Would I?! I thought. I could’ve kissed him on the mouth.
“Oh, yeah, great! That’d be awesome, thank you!” I said.
He gestured to the farmer, pointing at the biggest box, and asked him to break it up so we could share. Five bucks apiece for about seven apples each–a freaking bargain.
As we waited, he and I chatted about apple varieties, then I paid for my beautiful fruit babies and romaine, enthusiastically thanked the stranger again, and headed to my car with a huge grin on my face and a bounce in my step, feeling light, energized, and merry.
The only reason I’m even writing about this, as mundane as it seems, is because this kind of thing has been happening to me more and more. And it’s awesome.
For most of my adult life, I’ve walked around trying to draw myself inward so I’d attract as little attention as possible. The very idea of making smalltalk with a stranger in an elevator would make me break out in nervous sweats. My introvert tendencies are never more in control than when I’m out and about.
But I don’t want to be like that anymore. I made a conscious choice to stretch my comfort zones (and to roll with it as best I can when they’re stretched for me). I’ve started smiling at strangers and looking them in the eye, talking louder, and chatting with people in public because I want to open myself, to take up the space in the world that I deserve. And the more I do it, the better it feels; the better it feels, the more I do it.

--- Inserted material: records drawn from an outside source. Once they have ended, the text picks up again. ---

PR #483, opened 2023-07-13
Taiko L2

markspanbroek:
Several fixes to allow a codex node to run against the Taiko L2 testnet.

- Adds CLI parameter to specify an ethereum private key
- Adds deployed address of Marketplace contract on Taiko
- Waits on 1 confirmation for the ERC20 approve() call before doing further calls
- Adds integration test that can be run with `make testTaiko`


tests/contracts/testContracts.nim
```diff
@@ -38,10 +38,10 @@ ethersuite "Marketplace contracts":
     request.client = await client.getAddress()
 
     switchAccount(client)
-    await token.approve(marketplace.address, request.price)
+    discard await token.approve(marketplace.address, request.price)
```
dryajov, line 41: probably want `asyncSpawn`, otherwise you're swallowing exceptions, which is fun to debug.

markspanbroek: I'm not discarding the future, I'm discarding the transaction receipt, after awaiting the future :smile:

codex/conf.nim
```diff
@@ -227,6 +227,12 @@ type
         name: "eth-account"
       .}: Option[EthAddress]
 
+      ethPrivateKey* {.
```
dryajov, line 230: Should we really allow passing a private hey from the cmd? It seems very insecure as it gets logged in multiple place, like your history, or `ps -ef`, etc... I would suggest we use a file instead similar to https://github.com/codex-storage/nim-codex/blob/master/codex/utils/keyutils.nim

codex/contracts/market.nim
```diff
@@ -36,7 +34,7 @@ proc approveFunds(market: OnChainMarket, amount: UInt256) {.async.} =
   let tokenAddress = await market.contract.token()
   let token = Erc20Token.new(tokenAddress, market.signer)
 
-  await token.approve(market.contract.address(), amount)
+  discard await token.approve(market.contract.address(), amount).confirm(1)
```
dryajov, line 37: `asyncSpawn` unless you really like suffering - `discard` will swallow exceptions.

tests/contracts/testContracts.nim
dryajov: ah, you're right :)

codex/conf.nim
markspanbroek: Yes, good point. It wasn't meant to be the final solution, just something to get some testing going on an L2. But it shouldn't be too much effort to use a file instead.

markspanbroek: Fixed in 7017a91e1436c4e80fd208116345bccf48e8ec96

tests/integration/nodes.nim
```diff
@@ -81,13 +53,48 @@ proc startNode*(args: openArray[string], debug: string | bool = false): NodeProc
   node.start()
   node
 
+proc dataDir(node: NodeProcess): ?string =
+  for argument in node.arguments:
+    if argument.startsWith("--data-dir="):
+      return some argument[len("--data-dir=")..<argument.len]
+    if argument.startsWith("-d "):
+      return some argument[len("-d ")..<argument.len]
+  none string
```
emizzle, line 62:
```suggestion
import pkg/chronicles
import pkg/confutils
import pkg/libp2p
import pkg/codex/conf

proc dataDir(node: NodeProcess): string =
  let config = CodexConf.load(cmdLine = node.arguments)
  return config.dataDir
```

emizzle (dismissed):
Well done, Mark, looks really good! A few minor suggestions, but nothing blocking.

dryajov (approved):
LGTM, I would apply @emizzle suggestions tho. They should work and are much cleaner.

codex/codex.nim
```diff
@@ -50,29 +52,40 @@ type
...
     quit QuitFailure
 
   let provider = JsonRpcProvider.new(config.ethProvider)
-  let signer = provider.getSigner(account)
+  var signer: Signer
+  if account =? config.ethAccount:
+    signer = provider.getSigner(account)
+  elif keyFile =? config.ethPrivateKey:
+    without isSecure =? checkSecureFile(keyFile) and isSecure:
+      error "Ethereum private key file does not have safe file permissions"
```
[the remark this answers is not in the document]
dryajov: `checkSecureFile` should check for file presence already?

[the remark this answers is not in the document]
emizzle: > `checkSecureFile` should check for file presence already?

It does, which would return `IoResult[bool, IoErrorCode]` with the `IoErrorCode` error set if the file was not found. The problem is that this statement checks both the Result error and value and if neither are correct, returns an error message that only mentions safe file permissions, but does not address file not found (or other `IoErrorCode`).

codex/contracts/market.nim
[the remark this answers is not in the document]
markspanbroek: I looked into this a bit more, but it doesn't seem that we can combine the `token.approve()` and a call into the marketplace into a single transaction. I was thinking of using [multicall](https://docs.openzeppelin.com/contracts/4.x/utilities#multicall), but that only works for batching calls to the same contract.

Other [sources](https://github.com/mds1/multicall#batch-contract-writes) seem to confirm that it is not possible to combine calls into different contracts, because it messes with `msg.sender`.

codex/codex.nim
```diff
@@ -50,29 +52,40 @@ type
...
+      quit QuitFailure
+    without key =? keyFile.readAllChars():
+      error "Unable to read Ethereum private key file"
+      quit QuitFailure
```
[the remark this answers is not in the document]
markspanbroek: Should be fixed now; I updated nim-ethers to not crash when the private key is wrong (https://github.com/codex-storage/nim-ethers/pull/52), and used that to give a better error message, as you suggested.

codex/codex.nim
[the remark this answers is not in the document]
markspanbroek: Should be fixed now

tests/integration/nodes.nim
markspanbroek: Should be fixed now

tests/integration/nodes.nim
```diff
@@ -81,13 +53,48 @@ proc startNode*(args: openArray[string], debug: string | bool = false): NodeProc
...
+  var address = "127.0.0.1"
+  var port = "8080"
+  for argument in node.arguments:
+    if argument.startsWith("--api-bindaddr="):
+      address = argument[len("--api-bindaddr=")..<argument.len]
+    elif argument.startsWith("--api-port="):
+      port = argument[len("--api-port=")..<argument.len]
+    elif argument.startsWith("-p "):
+      port = argument[len("-p ")..<argument.len]
+  "http://" & address & ":" & port & "/api/codex/v1"
```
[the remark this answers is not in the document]
markspanbroek: Should be fixed now

markspanbroek:
Seeing some failing tests in `testSales` after rebasing onto master, could be related to #494

PR #792, opened 2024-04-25
Reduce logging during file upload

benbierens:
For the upload control flow:
Removes traces where they contribute little to nothing.
Turns traces into infos/warns where appropriate.


dryajov (approved):
LGTM. 

Although I would keep as many traces and would resort to more fine grained filtering through topics. These trace messages are very useful for debugging, even if they don't look so right now.

benbierens:
I checked the runtime performance of topic filtering and it seems to be actually really good. We're currently using topic filtering in the dist-tests to make life much easier.

PR #793, opened 2024-04-25
feat: expiry specified with number of seconds

### LINKED ISSUE #766: Small API improvement: Expiry
Requesting storage has a field 'expiry', which is a Unix timestamp.
It must be in the future, and it must be no further in the future than now + 'duration'.
It would be a very convenient improvement if we could change this to be like duration: a number of seconds.
Duration is a number of seconds and implicitly converts to a timestamp, x seconds from the contract-started moment.
Expiry could be a number of seconds that implicitly converts to a timestamp x seconds from the moment the contract was posted.

AuHau:
Closes #766

### DIFF
--- a/codex/market.nim
+++ b/codex/market.nim
@@ -84,6 +84,10 @@ method getRequestEnd*(market: Market,
                       id: RequestId): Future[SecondsSince1970] {.base, async.} =
   raiseAssert("not implemented")
 
+method getRequestExpiry*(market: Market,
+                      id: RequestId): Future[SecondsSince1970] {.base, async.} =
+  raiseAssert("not implemented")
+
 method getHost*(market: Market,
                 requestId: RequestId,
                 slotIndex: UInt256): Future[?Address] {.base, async.} =
--- a/codex/market.nim
+++ b/codex/market.nim
@@ -84,7 +84,7 @@ method getRequestEnd*(market: Market,
                       id: RequestId): Future[SecondsSince1970] {.base, async.} =
   raiseAssert("not implemented")
 
-method getRequestExpiry*(market: Market,
+method requestExpiresAt*(market: Market,
                       id: RequestId): Future[SecondsSince1970] {.base, async.} =
   raiseAssert("not implemented")
 
--- a/codex/purchasing.nim
+++ b/codex/purchasing.nim
@@ -53,7 +53,7 @@ proc populate*(purchasing: Purchasing,
   if result.ask.proofProbability == 0.u256:
     result.ask.proofProbability = purchasing.proofProbability
   if result.expiry == 0.u256:
-    result.expiry = (purchasing.clock.now().u256 + purchasing.requestExpiryInterval)
+    result.expiry = purchasing.requestExpiryInterval
   if result.nonce == Nonce.default:
     var id = result.nonce.toArray
     doAssert randomBytes(id) == 32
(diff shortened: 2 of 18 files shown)


codex/purchasing.nim
```diff
@@ -53,7 +53,7 @@ proc populate*(purchasing: Purchasing,
   if result.ask.proofProbability == 0.u256:
     result.ask.proofProbability = purchasing.proofProbability
   if result.expiry == 0.u256:
-    result.expiry = (purchasing.clock.now().u256 + purchasing.requestExpiryInterval)
+    result.expiry = purchasing.requestExpiryInterval
```
emizzle, line 56:
```suggestion
    result.expiry = await purchasing.market.getRequestExpiry(request.id)
```
I don't think we really need that default interval anymore. Not sure what it was for to be honest.

codex/purchasing/states/submitted.nim
```diff
@@ -34,7 +34,7 @@ method run*(state: PurchaseSubmitted, machine: Machine): Future[?State] {.async.
     await subscription.unsubscribe()
 
   proc withTimeout(future: Future[void]) {.async.} =
-    let expiry = request.expiry.truncate(int64) + 1
+    let expiry = (await market.getRequestExpiry(request.id)) + 1
```
emizzle, line 37: This value should already be on the `purchase.request`,  so no need to go to the chain for this.

emizzle: Actually, this makes me think of [my earlier point](https://github.com/codex-storage/codex-contracts-eth/pull/99/files#r1575703499), where we shouldn't be using expiry as a duration here, simply because the node's `now` is going to be different from the chain's `now`, meaning the time we wait in this state won't be the same as the event that occurs on chain. So I think a better option would be to:
> We could probably update the `purchasing/states/pending` state to listen for the `StorageRequested` event before going to the `submitted` state, passing in the `expiresAt` value from the event to the `submitted` state. In the `submitted` state, we can use `await clock.waitUntil(expiresAt)` and cancel that future if the request is fulfilled.

That will allow to wait for the right time from the chain.

codex/purchasing.nim
emizzle: Just a comment: `request.expiry` should never really be `0` as we checking for that in the rest api. I think this maybe isn't necessary at all, or actually we should be raising an error.

codex/market.nim
```diff
@@ -84,6 +84,10 @@ method getRequestEnd*(market: Market,
                       id: RequestId): Future[SecondsSince1970] {.base, async.} =
   raiseAssert("not implemented")
 
+method getRequestExpiry*(market: Market,
```
emizzle, line 87: I'm always confused as to whether or not expiry is a duration or a timestamp because it's both: on the request object it's a duration, and when returned from this routine it's a timestamp. Perhaps changing this to `requestExpiresAt` would be a bit less confusing at all the callsites?

codex/purchasing.nim
emizzle, line 56: Just a comment: `request.expiry` should never really be `0` as we checking for that in the rest api. I think this maybe isn't necessary at all, or actually we should be raising an error.

emizzle (approved):
LGTM!

codex/market.nim
AuHau: Great suggestion! Thanks!

codex/purchasing.nim
AuHau: You are right, but this is "older" than my original work on API side of the expiry. Mark, I guess originally envisioned the default value for expiry and hence this "populating" mechanism. I want to discuss it with him today to see if we can remove it in this PR...

PR #798, opened 2024-04-30
feat: persistant availabilties

### LINKED ISSUE #467: Persistent availabilities

AuHau:
WIP

Closes #467

### DIFF
--- a/codex/rest/api.nim
+++ b/codex/rest/api.nim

Which is not to say I’m “over it” – I’m still an introvert. INFJ 4 Lyfe. But it’s a mark of how much I’ve grown that I could look Apple Dude in the eye, much less have a conversation or allow him to do me a favour. Even in that moment, I was proud of myself for letting it happen.
The rush of connecting with a complete stranger in a positive, happy-making way is so unfamiliar to me as to be new, and each time I do it, I get all tingly. Walking away from an encounter like this, I’m inevitably smiling hugely and feeling like all’s right with the world. The power of touching someone else and getting such brilliant energy back just floors me.
As a sweet friend once told me, “It’s amazing how kind we can be to each other when we allow a little trust out.”